In this article I’ll be using Google Cloud Platform as the target platform for our custom VM image – I happen to use GCP for some personal projects, hence the my choice of aerosol for this article. You can of course follow along using another Cloud Provider and just read and apply the specific docs for that particular Packer Builder.

Important: Following through this article will cost ( a little ) money

But either way, I would like to highlight than unless you are on a free trial, you are likely to be charged a small amount for the process of building the image since it requires creating and spinning up a VM to configure and then storage costs of the image. It shouldn’t typically cost more than a few dollars, but I would check your providers pricing in the first instance.

We will delete our images at the end to prevent any ongoing cost.

From now on I’ll just assume you’re also using GCP to save writing space.

Tools and Environment

Some Terminology

The focus of this article is Hashicorp’s Packer, which will build the custom VM image for us – and specifically for GCP in this case. Packer essentially provides a consistent interface at the high level ( i.e. packer commands for scripts to hit ) regardless of which providers and builders you are using. However rather than end up with some leaky abstraction the config files used specifically expose the details of each implementation choice – so for example if you are targeting an Amazon Instance then you must specify an ami_name which obviously makes no sense for OpenStack, DigitalOcean etc.

There is a small amount of terminology to learn, the main ones for us being the following :-

  • Templates – are JSON files which define one or more builds by configuring the various components of Packer. Packer is able to read a template and use that information to create multiple machine images in parallel.
  • Provisioners -components of Packer that install and configure software within a running machine prior to that machine being turned into a static image. So Chef, Puppet, Salt etc but in out case Ansible
  • Builders – components of Packer that are able to create a machine image for a single platform, i.e. specific to the target (cloud) environment. There are builders for many including AWS EC2 (AMI), Azure Resource Manager, Openstack etc. In our case we will be targeting Google Compute Engine.

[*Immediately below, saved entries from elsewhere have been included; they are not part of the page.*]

PR #557, opened 2024-07-13
setup-homebrew: add brew-gh-api-token setting

woodruffw:
This should default to the current workflow runner's GITHUB_TOKEN, and should not need to be configured by the majority of users.

The primary purpose of this is to pre-configure
`HOMEBREW_GITHUB_API_TOKEN` so that attestations are verified in the CI.

### DIFF
--- a/setup-homebrew/action.yml
+++ b/setup-homebrew/action.yml
@@ -25,6 +25,10 @@ inputs:
     description: Token to be used for GitHub authentication (if using private repositories). This token will persist through other steps for the duration of the job.
     required: false
     default: ""
+  brew-gh-api-token:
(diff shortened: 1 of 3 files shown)


setup-homebrew/action.yml
```diff
@@ -25,6 +25,10 @@ inputs:
     description: Token to be used for GitHub authentication (if using private repositories). This token will persist through other steps for the duration of the job.
     required: false
     default: ""
+  brew-gh-api-token:
```
woodruffw, line 28: NB: The `token` setting above seems to be used exclusively for private repo access, so I added this as a separate setting to avoid widening the former's scope. It also has a default unlike `token`.

MikeMcQuaid (approved):
Looks good, thanks!

PR #558, opened 2024-07-13
bump-packages: better handle action inputs

ZhongRuoyu:
Store the formulae and casks in arrays to eliminate code injection through those inputs.

Also, update the descriptions to note that inputs should be space-separated.

### DIFF
--- a/bump-packages/action.yml
+++ b/bump-packages/action.yml
@@ -9,11 +9,11 @@ inputs:
     description: GitHub token (not the default one)
     required: true
   formulae:
-    description: Formula names, one per line
+    description: Formula names, space-separated
     required: false
     default: ''
   casks:
-    description: Cask names, one per line
+    description: Cask names, space-separated
     required: false
     default: ''
   fork:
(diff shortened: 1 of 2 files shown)


bump-packages/action.yml
```diff
@@ -9,11 +9,11 @@ inputs:
     description: GitHub token (not the default one)
     required: true
   formulae:
-    description: Formula names, one per line
+    description: Formula names, space-separated
     required: false
```
Bo98, line 13: Is this a breaking change or was the description wrong before?

ZhongRuoyu: I believe it was wrong (or rather a misunderstanding of how YAML `>` syntax works).

If it really is one per line then this probably wouldn't work:

https://github.com/Homebrew/actions/blob/250a86a75e69d18d941481f9c02b684363233daf/bump-packages/action.yml#L28

Bo98: Cool, make sense!

woodruffw (approved):

MikeMcQuaid:
Thanks @ZhongRuoyu!

Bo98:
Seeing some bad bumps after this: https://github.com/Homebrew/homebrew-core/pull/177286

ZhongRuoyu:
Whoops, should be fixed by https://github.com/Homebrew/actions/pull/565!

ZhongRuoyu:
Now working as expected: https://github.com/Homebrew/homebrew-core/actions/runs/9927784994/job/27423178212

PR #560, opened 2024-07-13
Revert "Revert "setup-homebrew: add brew-gh-api-token setting""

woodruffw:
Turns out this wasn't the issue with https://github.com/Homebrew/.github/pull/140.

Reverts Homebrew/actions#559

### DIFF
--- a/setup-homebrew/main.sh
+++ b/setup-homebrew/main.sh
@@ -123,8 +123,8 @@ if [[ ! "$GITHUB_REPOSITORY" =~ ^.+/(home|linux)brew-core$ ]]; then
     unset HOMEBREW_NO_INSTALL_FROM_API
 fi
 
-# Configure HOMEBREW_GITHUB_API_TOKEN (needed for attestations)
-if [[ -n "${BREW_GH_API_TOKEN}" ]]; then
+# Only do so if the user hasn't already explicitly set HOMEBREW_GITHUB_API_TOKEN.
+if [[ -n "${BREW_GH_API_TOKEN}" && -z "${HOMEBREW_GITHUB_API_TOKEN}" ]]; then
     echo "HOMEBREW_GITHUB_API_TOKEN=${BREW_GH_API_TOKEN}" >> "${GITHUB_ENV}"
 fi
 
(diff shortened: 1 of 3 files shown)


setup-homebrew/main.sh
```diff
@@ -122,6 +123,11 @@ if [[ ! "$GITHUB_REPOSITORY" =~ ^.+/(home|linux)brew-core$ ]]; then
     unset HOMEBREW_NO_INSTALL_FROM_API
 fi
 
+# Configure HOMEBREW_GITHUB_API_TOKEN (needed for attestations)
+if [[ -n "${BREW_GH_API_TOKEN}" ]]; then
+    echo "HOMEBREW_GITHUB_API_TOKEN=${BREW_GH_API_TOKEN}" >> "${GITHUB_ENV}"
```
Bo98, line 128: Will this override workflows that already set `HOMEBREW_GITHUB_API_TOKEN`? Maybe want to check if `HOMEBREW_GITHUB_API_TOKEN` is already set.

woodruffw: Yeah, I'll tweak that, thanks for catching!

woodruffw: PTAL

Bo98: needs to be something like `${HOMEBREW_GITHUB_API_TOKEN-}` to avoid the unbound variable error but LGTM otherwise

setup-homebrew/main.sh
```diff
@@ -122,6 +123,11 @@ if [[ ! "$GITHUB_REPOSITORY" =~ ^.+/(home|linux)brew-core$ ]]; then
     unset HOMEBREW_NO_INSTALL_FROM_API
 fi
 
+# Only do so if the user hasn't already explicitly set HOMEBREW_GITHUB_API_TOKEN.
+if [[ -n "${BREW_GH_API_TOKEN}" && -z "${HOMEBREW_GITHUB_API_TOKEN}" ]]; then
```
woodruffw, line 127:
```suggestion
if [[ -n "${BREW_GH_API_TOKEN}" && -z "${HOMEBREW_GITHUB_API_TOKEN-}" ]]; then
```

MikeMcQuaid (approved):

PR #562, opened 2024-07-13
Handle input strings more robustly

ZhongRuoyu:
Avoid using inputs expanded with the `${{ .. }}` syntax in shell scripts to prevent code injection.

Also:

- `failures-summary-and-bottle-result`: make sure every `printf` gets a format string (`%s`) so that we don't get unexpected format sequences from the input.
- `post-build`: fix use of non-existent input `debug`.

### DIFF
--- a/post-build/action.yml
+++ b/post-build/action.yml
@@ -57,9 +57,12 @@ runs:
     - name: Count bottles
       id: bottles
       if: always()
-      run: '"${GITHUB_ACTION_PATH}/count-bottles.sh" "${{ inputs.debug }}"'
+      run: |
+        "${GITHUB_ACTION_PATH}/count-bottles.sh" "${DEBUG}"
       working-directory: ${{ inputs.bottles-directory }}
       shell: /bin/bash -euo pipefail {0}
+      env:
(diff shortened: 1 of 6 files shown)


post-build/action.yml
```diff
@@ -57,7 +57,8 @@ runs:
     - name: Count bottles
       id: bottles
       if: always()
-      run: '"${GITHUB_ACTION_PATH}/count-bottles.sh" "${{ inputs.debug }}"'
+      run: |
+        "${GITHUB_ACTION_PATH}/count-bottles.sh" ${{ runner.debug == '1' }}
```
woodruffw, line 61: I think there's no injection potential here, but even still it might be nice to put the `${{ .. }}` expansion into an envvar for consistency 🙂

MikeMcQuaid: Also: double check that this fails as expected on a non-zero exit code; somethings moving to using `|` breaks this.

MikeMcQuaid (dismissed):
Agreed with comments, looks good once they are addressed!

woodruffw (approved):

PR #563, opened 2024-07-13
brew-script: remove

ZhongRuoyu:
It's not used in any public repos [^1] and can be easily replaced by a `brew ruby` call.

[^1]: https://github.com/search?q=actions%2Fbrew-script+NOT+is%3Afork&type=code


MikeMcQuaid (approved):
Makes sense! That said: we should reduce our uses of `brew ruby` where possible or e.g. figure out how to warn loudly on non-public API usage 😁

PR #566, opened 2024-07-14
workflows/vendor-node-modules: eliminate use of `pull_request_target`

ZhongRuoyu:
This makes it no longer work for PRs from forks, but maintainers can still trigger it via `workflow_dispatch` after verifying the PR contents.


MikeMcQuaid (approved):

woodruffw (approved):

MikeMcQuaid:
Thanks @ZhongRuoyu!

PR #573, opened 2024-08-03
pre-build: set HOMEBREW_NO_UPDATE_REPORT_NEW

Bo98:
The new formula list is very noisy when the images haven't been updated in a while and is not useful information at all for Homebrew/core CI purposes.


p-linnane (approved):

ZhongRuoyu (approved):

MikeMcQuaid:
Makes sense, thanks @Bo98!

PR #768, opened 2016-01-12
Use remote.inventory_info['os_version']

zmc:
... instead of remote.os.version.


zmc:
test this please

PR #769, opened 2016-01-12
valgrind.supp: suppress helgrind warnings for external libraries

dillaman:
Fixes: #14163
Signed-off-by: Jason Dillaman <dillaman@redhat.com>


dillaman:
verified correct results: http://qa-proxy.ceph.com/teuthology/jdillaman-2016-01-12_16:46:19-rbd-wip-14163-jewel---basic-multi/26127/teuthology.log

PR #773, opened 2016-01-21
fix a --subset bug that misses facets in some cases

dachary:


dachary:
@zmc this is rebased and tox -e flake8 has no issue. The tostr() helper is added to support __str__() because it is implemented recursively with an additional depth argument to please the eye.

Note that I also include a workaround for a pip 8.0.0 bug preventing bootstrap to work, so that automated checks work. It showed up yesterday and I'm not sure what's the proper way to deal with it.

dachary:
@zmc ping ?

zmc:
@dachary hmm, I'd added a comment or two in the other PR before it was closed and now I can't find it. I remember that one of my issues was the strange ``tostr()`` methods - why not use ``__str__()`` since it's a standard?

zmc:
Also, the bootstrap fix shouldn't be in here - it should be in a separate PR (I'm attempting to fix that and similar issues in #775)

dachary:
@zmc The tostr() helper is added to support str() because it is implemented recursively with an additional depth argument to please the eye.

dachary:
@zmc I removed the extra pip 8 related bug fix.

zmc:
@dachary hrm, ok. Could you rebase this on master so unit tests can execute properly?

dachary:
@zmc rebased & repushed !

dachary:
@zmc fixed the failed test (because a prototype of the test helper changed in december). Should be good now !

PR #777, opened 2016-01-26
Map locking failures to 'dead' status

zmc:
Also, add a specific exception for quota-exceeded errors. This will help us identify general OpenStack breakage sooner and more easily.

This is http://tracker.ceph.com/issues/14515


dmick:
other than one comment, lgtm

zmc:
Good catch! Repushed

PR #745, opened 2015-12-11
misc: ignore some unusable block devices

robbat2:
If a block device is read-only, or is a cloud-init datasource, we should
not change the content on it!

This change detects most documented datasources as of 2015/12/10 from
http://cloudinit.readthedocs.org/en/latest/topics/datasources.html

It cannot detect datasources that are only detectable based on files on
volume (eg config-drive v1)

Signed-off-by: Robin H. Johnson <robin.johnson@dreamhost.com>

PR #780, opened 2016-01-27
Revert "misc: ignore some unusable block devices"

zmc:
Reverts ceph/teuthology#745


zmc:
http://tracker.ceph.com/issues/14532

PR #782, opened 2016-02-03
Task timing

zmc:


zmc:
Tested here:
http://pulpito.ceph.com/zack-2016-02-04_14:56:04-smoke-master---basic-multi/

If you visit the log link for each job and look at the parent dir, timing.yaml is present and correctly-formatted

zmc:
http://tracker.ceph.com/issues/14655

PR #783, opened 2016-02-04
Move sentry event submission to sentry module

zmc:
This is just cleanup.


kshtsk:
@zmc do we still need this?

PR #786, opened 2016-02-11
Support all types of nodes for selinux

vasukulkarni:
By default vps nodes are disabled for selinux, we should enable them it there as well.


zmc:
I'd like to see some test coverage on this :)

vasukulkarni:
Tests are running here, will take some time for it to run: http://pulpito.ceph.com/vasu-2016-02-11_09:35:28-selinux-v10.0.3---basic-vps/

vasukulkarni:
closing this because somehow the vps nodes seems to have issues when testing with selinux, the osd path in vm's internally comes up as a long uuid instead of /var/lib/ceph/... causing lots of unlabeled selinux issues

PR #787, opened 2016-02-17
suite.py: tell you that the suite you asked for doesn't exist

dmick:
I know it's not in fashion to issue useful error messages, but...


dmick:
seriously..."Invalid path seen"?...

dmick:
Sigh.  This breaks the kind-of-amazing tests.

PR #789, opened 2016-02-18
Add ceph_ansible task

zmc:


zmc:
Regression testing here:
http://pulpito.ceph.com/zack-2016-02-18_15:01:21-smoke-master---basic-vps/

zmc:
Ansible execution is passing. Looks like no regressions.

dmick:
One of the suite runs failed, but see http://tracker.ceph.com/issues/14813; I think it has nothing to do with this code.

LGTM as a start.

PR #790, opened 2016-02-20
Add whitelist option and fix for cephtest denials

vasukulkarni:
http://tracker.ceph.com/issues/14244

Fixes 14244 and adds whitelist option to ignore known future denials using overrides

### DIFF
--- a/teuthology/task/selinux.py
+++ b/teuthology/task/selinux.py
@@ -20,6 +20,22 @@ class SELinux(Task):
     must first be enabled and the filesystem must have been labeled.
 
     On teardown, also checks the audit log for any denials.
+    By default selinux will ignore few known denials(listed below). The test
+    will fail for any other denials seen in audit.log. For the test not to
+    fail for other denials one can add the overrides with appropriate escapes
+    overrides:
+       selinux:
+         whitelist:
+         - 'name="cephtest"'
+         - 'dmidecode'
+         - 'comm="logrotate"'
+         - 'comm="idontcare"'
+
+    Known denials which are ignored:
+       comm="dmidecode"
+       chronyd.service
+       name="cephtest"
+
 
     Automatically skips hosts running non-RPM-based OSes.
     """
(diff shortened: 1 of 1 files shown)


teuthology/task/selinux.py
```diff
@@ -91,8 +100,13 @@ def get_denials(self):
         all_denials = dict()
         ignore_known_denials = '\'\(' + 'comm="dmidecode"'
```
zmc: This should probably be a ``list``. You can then use ``list.join()`` in combination with ``str.format()`` to assemble the regex

teuthology/task/selinux.py
```diff
@@ -20,6 +20,15 @@ class SELinux(Task):
     must first be enabled and the filesystem must have been labeled.
 
     On teardown, also checks the audit log for any denials.
+    By default the test will fail for any denials seen in audit.log, for the
```
zmc: This is actually not quite true. Since you're providing a default whitelist (which appears to be mandatory), it won't fail for *any* by default.

teuthology/task/selinux.py
vasukulkarni: I will use list here and flatten it to string using join.

teuthology/task/selinux.py
vasukulkarni: The wording could be wrong, whitelist is still optional like log-whitelist, so that's why i meant by default it may fail unless included in se-whitelist.

zmc: Yeah, I think it's just a matter of improving the wording. Just please document the defaults and note that they are always used regardless of if se-whitelist is passed in via a config.

liewegas:
@branto1 can you look at this?

branto1:
@liewegas those three look ok to me to filter out, we do not run chronyd (afaik, it is run teuthology), the cephtest denials are caused by the way teuthology stores its (log) files and looking at the bugzilla the dmidecode denials seem to be a rhel issue

teuthology/task/selinux.py
```diff
@@ -20,6 +20,22 @@ class SELinux(Task):
...
+    with appropriate escapes
+    overrides:
+       selinux:
+         se-whitelist:
+         - 'name="cephtest"'
+         - 'dmidecode'
+         - 'comm="logrotate"'
+         - 'comm="idontcare"'
+
+    Known denails which is ignored are:
```
zmc: Typo :-/

zmc: Also "which are ignored"

teuthology/task/selinux.py
```diff
@@ -20,6 +20,22 @@ class SELinux(Task):
     must first be enabled and the filesystem must have been labeled.
 
     On teardown, also checks the audit log for any denials.
+    By default selinux will ignore few known denials(listed below), the test will fail for any other
```
zmc: [...] "a few known denials (listed below). The test" [...]

teuthology/task/selinux.py
```diff
@@ -20,6 +20,22 @@ class SELinux(Task):
     must first be enabled and the filesystem must have been labeled.
 
     On teardown, also checks the audit log for any denials.
+    By default selinux will ignore few known denials(listed below), the test will fail for any other 
+    denials seen in audit.log, for the test not to fail for other denials one can add the overrides
```
zmc: [...] "denials seen in audit.log. For the test" [...]

zmc: Also these lines should be wrapped to 80chars

zmc:
Since the option already goes under ``selinux``, shouldn't we just call it ``whitelist`` ?

vasukulkarni:
@zmc comments should be fixed now

zmc:
Thanks @vasukulkarni !

PR #794, opened 2016-02-27
openstack: add --wait to block until the suite finishes

dachary:


zmc:
Is the wait feature fully implemented?

dachary:
@zmc it is implemented in teuthology-suite. Adding the option here in teuthology-openstack means it will be transparently passed to teuthology-suite. That's why it looks so magical ;-)

zmc:
Ah of course! Thanks for jogging my memory.

PR #836, opened 2016-04-01
Changes for bootstrap to work on RHEL

vasukulkarni:
Changes for Redhat Linux
http://fpaste.org/348380/36955145/raw/

### DIFF
--- a/bootstrap
+++ b/bootstrap
@@ -35,6 +35,38 @@ Linux)
             fi
         fi
         ;;
+    RedHatEnterpriseWorkstation|RedHatEnterpriseServer)
+        if ! rpm -q mysql-community-devel ; then
+             cat << EOM
+             Please install mysql-community devel package before running bootstrap
+             Reference document: http://dev.mysql.com/doc/refman/5.7/en/linux-installation-yum-repo.html
+             mysql Yum repo's exist in following location
+             http://dev.mysql.com/downloads/repo/yum/
+             and the Repo can be installed using (note below example is for v5.7)
+             yum localinstall http://dev.mysql.com/get/mysql57-community-release-el7-8.noarch.rpm
+             yum update metadata
+             yum install mysql-community-devel"
+EOM
+	    exit 1
+        fi
+        for package in python-pip python-virtualenv libev-devel libvirt-devel libffi-devel; do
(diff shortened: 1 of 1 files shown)


zmc:
"redhat linux" - do you mean "Red Hat Enterprise Linux"/"RHEL" ? ;)

vasukulkarni:
@zmc just added the enterprise server as well, they all same flavors and the commit now says RHEL :)

zmc:
@vasukulkarni did you check that the package name change is needed for / won't break fedora?

vasukulkarni:
@zmc  this will not break fedora, https://paste.fedoraproject.org/357536/1625146/raw/

dmick:
So this does two separate things:

1) changes from community-mysql-devel to mysql-community-devel
2) adds a new openssl-devel

What's the reason for each change?   

1) community-mysql-devel still appears to exist in Fedora:  https://apps.fedoraproject.org/packages/community-mysql-devel ; however, mysql-community-devel  does not:  https://apps.fedoraproject.org/packages/s/mysql-community-devel

2) what adds the new dependency on openssl-devel?

vasukulkarni:
@dmick 
1) I am using the *official* rpm's which has clear documentation for all distro's(rhel/fedora/centos) and how to install those packages: http://dev.mysql.com/doc/refman/5.7/en/linux-installation-rpm.html
2) This is not a *new* dependency that is needed, The old bootstrap just assumes that package is installed which is can be false for fedora/rhel and the bootstrap can fail.

zmc:
@vasukulkarni I'm not sure I understand fully. You claim this PR won't break Fedora, but your paste shows the package being installed from an external repository.

Is this correct: You want teuthology's bootstrap to attempt to install ``mysql-community-devel  ``, which doesn't exist on Fedora, instead of ``community-mysql-devel``, which does? 

Won't that make bootstrap fail on stock Fedora?

vasukulkarni:
@zmc updated, and fedora is untoched in this pr, so it should be like before.

dmick:
So, MySQL support in RHEL appears to be based on the MariaDB fork.  Both user and devel packages are available.  It seems clear to me that we should base teuthology support on bundled packages.

I'll file a followup.

PR #837, opened 2016-04-05
Rebase 2.0 to 10.1.0

vasukulkarni:
Rebase 2.0 to 10.1.0


dmick:
Appears to be changing a crosscheck inside teuthology to expect Ceph version 10.1.0 when installing what-will-become RHCS 2.0.  I can't help but think there's a better solution than hardcoding the source, but it's the way it's written now.

PR #839, opened 2016-04-05
Bootstrap

ErwanAliasr1:
A small PR to fix one issue and make an improvement.

As we look for english sentences from rpm, let's enforce the locale to avoid any false-positive effect.
A small improvement to make dnf the default package installation tool for fedora > 22.

Enjoy,


zmc:
Thanks!

PR #841, opened 2016-04-06
support multiple ceph clusters

jdurgin:
Tested against master, hammer and infernalis ceph-qa-suites, running a couple kinds of upgrade tests, plus subsets of the fs, rados, rbd, and rgw suites. The impetus for this is being able to test rbd mirroring, which uses multiple ceph clusters. There's a companion PR for ceph-qa-suite: https://github.com/ceph/ceph-qa-suite/pull/937

The general idea is that roles can have a prefix of the ceph cluster name. Since roles are only interpreted by some tasks (mainly the ceph task), this localizes the required changes somewhat, and makes it simple to stay compatible with existing single-cluster suites.

### DIFF
--- a/teuthology/ceph.conf.template
+++ b/teuthology/ceph.conf.template
@@ -1,6 +1,6 @@
 [global]
 	chdir = ""
-	pid file = $name.pid
+	pid file = /var/run/ceph/$cluster-$name.pid
         auth supported = cephx
 
 	filestore xattr use omap = true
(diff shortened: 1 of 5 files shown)


dillaman:
lgtm

jdurgin:
fixed the flake8 error

jdurgin:
@zmc ping - would like to merge this next week when I'm back and can deal with any fallout this causes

Steps to setup the Environment

Accompanying Code

We are actually going to write very little “code” in this article as most of the hard work was done in the last post, in the main with Ansible – and even then we reused 2 roles. In terms of the code in github, I’ve copied last weeks project into a new repository, violating DRY but keeping the articles in line respectively with their subject article.

So here is the,

Lets Go!

cd lastArticleCodeBase

Assuming you have the same code or downloaded above cd to the top level directory of project.

Create Packer Template File for Our Kafka Image

Create a file in your top level directory called kafka-instance-template.json

So if you do an ls you should have …

$ ls  kafka-instance-template.json  provisioning  Vagrantfile

Google Cloud Authentication

In order to authenticate with google cloud you can read the documentation. My preference is to use the SDK locally …

gcloud config set project brownian-motion-driven-dev

You also will need to enable the Google Compute Engine API. If you have called the project brownian-motion-driven-dev then this link should point you there, but otherwise go to the API Dashboard for your project and enable it.

Configure The Builder

Minimal Config

Looking at the template documentation the only thing we need to specify is the builder. We actually also need to specify a type of builder. Looking at our Google Compute documentation we see see that our type is googlecompute.

The minimal content for our kafka-instance-template.json to pass packer inspect is

 "builders" :  [{
      "type" : "googlecompute"

And if you do packer inspect kafka-instance-template.json it will pass. This configuration we’ve created is clearly not useful in the slightest but we’ve made a start.

Note: The template takes an array of builders, meaning that you can target multiple Cloud images which are built in parallel. Powerful stuff, and a heterogeneous cloud infrastructure can be one way of protecting against any single Cloud Providers issues & downtime.

Working Config

For each builder there are required and optional attributes. For GCE we can see what the required attributes are. And as can be seen in the gotchas it is worth also specifying an ssh_username.

So as a very basic template we might have something like …

 "builders" :
      "type" : "googlecompute",
      "project_id" : "brownian-motion-driven-dev",
      "source_image_family": "ubuntu-1604-lts",
      "zone": "europe-west1-b",
      "ssh_username" : "ubuntu"
  • source_image_family value is selected from the available image families.
  • zone is basically selected as to what is more appropriate in your circumstances. See zones. Images you create are available across zones and regions, but since this is a one region, one zone demo then selecting your “closest” is likely your best choice.

Create A Basic Image on Google Compute Engine

With the configuration above this should now “work”. Before continuing, understand that the following command is where the money meter starts ticking – i.e. there will be a ( small ) monetary cost. If you run …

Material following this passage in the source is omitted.